Russ’ mom was cleaning the counters from having cooked breakfast and decided to back her husband up. “If you’re gonna get mad at someone Russell, get mad at me. After this last heart attack James had, you know I’ve been trying to get him to slow down.”
“Slowing yourself down I understand, but stoppin’ all together?”
“We deeded this ranch to you when you graduated, Son. I was only workin’ it until you had time to get your family established, but you haven’t even tried since she left town.”

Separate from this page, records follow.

PR #4543, opened 2023-09-18
fix(console): transfer items should all be rendered as 40px in height

charIeszhao:
## Summary

All source and target items in `Transfer` component should be rendered as 40px.

## Testing

1. Assign roles to user: 
image

2. Assign users to role:
image

3. Assign permissions to role:
image

## Checklist

~~- [ ] `.changeset`~~
~~- [ ] unit tests~~
~~- [ ] integration tests~~
~~- [ ] docs~~

OR

### DIFF
--- a/packages/console/src/components/RoleEntitiesTransfer/components/TargetEntityItem/index.module.scss
+++ b/packages/console/src/components/RoleEntitiesTransfer/components/TargetEntityItem/index.module.scss
@@ -3,21 +3,20 @@
 .item {
   display: flex;
   align-items: center;
-  padding: _.unit(2.5) _.unit(4);
+  padding: _.unit(2) _.unit(3) _.unit(2) _.unit(4);
   user-select: none;
-
-  .icon {
-    width: 20px;
-    height: 20px;
-    border-radius: 6px;
-    color: var(--color-text-secondary);
-  }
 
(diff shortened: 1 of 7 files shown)


packages/console/src/components/RoleEntitiesTransfer/components/TargetEntityItem/index.module.scss
```diff
@@ -3,22 +3,21 @@
 .item {
   display: flex;
   align-items: center;
-  padding: _.unit(2.5) _.unit(4);
+  padding: _.unit(2) _.unit(3) _.unit(2) _.unit(4);
```
gao-sun, line 6: question: why do we need change 3 components for this. the original code can be better?

gao-sun (approved):

packages/console/src/components/RoleEntitiesTransfer/components/TargetEntityItem/index.module.scss
charIeszhao: Yeah, had the same question, and have created a task to refactor the code later.
https://linear.app/silverhand/issue/LOG-7102/extract-re-usable-transfer-component-for-rolescopestransfer

PR #4545, opened 2023-09-18
refactor(cli): polish cli output

gao-sun:
## Summary

align cli output for a better looking

## Testing

before
image

after
image

## Checklist

- [x] `.changeset`
- [ ] ~~unit tests~~
- [ ] ~~integration tests~~
- [ ] ~~docs~~

### DIFF
--- a/packages/shared/src/node/env/ConsoleLog.ts
+++ b/packages/shared/src/node/env/ConsoleLog.ts
@@ -1,10 +1,17 @@
 import chalk from 'chalk';
 
 export default class ConsoleLog {
+  static prefixes = Object.freeze({
+    info: chalk.bold(chalk.blue('info')),
+    warn: chalk.bold(chalk.yellow('warn')),
+    error: chalk.bold(chalk.red('error')),
+    fatal: chalk.bold(chalk.red('fatal')),
+  });
+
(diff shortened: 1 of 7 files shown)


simeng-li (approved):
LGTM

packages/shared/src/node/env/ConsoleLog.ts
```diff
@@ -1,26 +1,33 @@
...
+    error: chalk.bold(chalk.red('error')),
+    fatal: chalk.bold(chalk.red('fatal')),
+  });
+
   plain = console.log;
 
   info: typeof console.log = (...args) => {
-    console.log(chalk.bold(chalk.blue('info')), ...args);
+    console.log(ConsoleLog.prefixes.info, ...args);
   };
```
charIeszhao, line 15: nit: define `prefixes` as a private member and use `this.prefixes.info` to access its value?

charIeszhao (approved):

packages/shared/src/node/env/ConsoleLog.ts
gao-sun: thought about this, but it seems not needed until we allow defining custom prefixes for each instance

PR #4550, opened 2023-09-19
refactor(shared)!: standardize id and secret generators

gao-sun:
## Summary

standardize id and secret generators

- Remove `buildIdGenerator` export from `@logto/shared`
- Add `generateStandardSecret` and `generateStandardShortId` exports to `@logto/shared`
- Align comment and implementation of `buildIdGenerator` in `@logto/shared`
  - The comment stated the function will include uppercase letters by default, but it did not; Now it does.
- Use `generateStandardSecret` for all secret generation

## Testing

added unit tests accordingly

## Checklist

- [x] `.changeset`
- [x] unit tests
- [ ] ~~integration tests~~
- [ ] ~~docs~~


packages/console/src/pages/Profile/components/LinkAccountSection/index.tsx
```diff
@@ -42,7 +42,7 @@ function LinkAccountSection({ user, connectors, onUpdate }: Props) {
   const getSocialAuthorizationUri = useCallback(
     async (connectorId: string) => {
       const adminTenantEndpointUrl = new URL(adminTenantEndpoint);
-      const state = buildIdGenerator(8)();
+      const state = generateStandardId(8);
```
charIeszhao, line 45: It seems `generateStandardId` is fixed to 21 digits, and doesn't support customizing the length

simeng-li (approved):

packages/console/src/pages/Profile/components/LinkAccountSection/index.tsx
simeng-li: 21 is the default size. `generateStandardId ` takes the size as it's first argument.

wangsijie (approved):

PR #4554, opened 2023-09-19
feat(core): init basic sentinel

gao-sun:
## Summary

implement a basic sentinel that blocks a user after 5 failed attempts in 1 hour. the definition of "attempt" including both verification code and password submission.

## Testing

unit tests

## Checklist

- [ ] ~~`.changeset`~~ (not this PR)
- [x] unit tests
- [ ] ~~integration tests~~ (not this PR)
- [ ] ~~docs~~ (not this PR)

### DIFF
--- a/packages/core/src/sentinel/basic-sentinel.ts
+++ b/packages/core/src/sentinel/basic-sentinel.ts
@@ -1,0 +1,130 @@
+import {
+  type ActivityReport,
+  Sentinel,
+  SentinelDecision,
+  type SentinelActivity,
+  SentinelActivities,
+  SentinelActionResult,
+  SentinelActivityAction,
+} from '@logto/schemas';
+import { convertToIdentifiers, generateStandardId } from '@logto/shared';
+import { cond } from '@silverhand/essentials';
+import { addMinutes } from 'date-fns';
+import { sql, type CommonQueryMethods } from 'slonik';
+
+import { buildInsertIntoWithPool } from '#src/database/insert-into.js';
+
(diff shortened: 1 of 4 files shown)


packages/core/src/sentinel/basic-sentinel.ts
```diff
@@ -0,0 +1,132 @@
...
+   * @remarks
+   * All supported actions share the same pool of activities, i.e. once a user has failed to
+   * perform any of the supported actions for certain times, the user will be blocked from
+   * performing any of the supported actions.
+   */
+  protected async isBlocked(
+    query: Pick<SentinelActivity, 'targetType' | 'targetHash'>
+  ): Promise<Nullable<SentinelDecisionTuple>> {
+    const blocked = await this.pool.maybeOne<Pick<SentinelActivity, 'decisionExpiresAt'>>(sql`
+      select ${fields.decisionExpiresAt} from ${table}
```
wangsijie, line 97: nit: put the sql in `quries` folder?

wangsijie (approved):

darcyYe (approved):

packages/core/src/sentinel/basic-sentinel.ts
gao-sun: i thought about this. on the other hand, `sentinel` is a relatively independent part, which means it's not the main business, in this way we can fully decouple from core in the future. (e.g. adaptive mfa can have a totally different package)

gao-sun: comments added

PR #4551, opened 2023-09-19
feat(core,phrases,schemas): implement bind mfa totp

wangsijie:
## Summary

Implement the first MFA feature, binding new TOTP flow.

1. Add mandatory MFA checks for the existing sign in and sign up flow.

“I don’t want to find anyone. I’m happy with things the way they are.”
“Well then,” his dad smiled. “There nothing holding you back, or holding me here, any more.”
“I need you, Pop. Ma, too.”
“No…what you need is to hire a cook and another ranch hand or two to replace us.”
They both stood and went to give Maggie, Russ’ mom, a kiss on the cheek and head out, but Russ stopped James from walking out so he could say something else.
“It wasn’t fair for you to say that Pop, and you know it. I have never treated y’all like hired help, and that isn’t the reason I don’t want you to leave. Y’all are all I have. I just…can’t stand to lose y’all right now, that’s all.”
His mother reached up and hugged him fiercely. “You’re not losing us. We’ll be back for all of the holidays, and we’ll call so much you won’t even know we’re gone.” Leaning back to look Russ in the eye, his mom asked, “Does this have anything to do with a certain unmentionable person that just moved back to town?”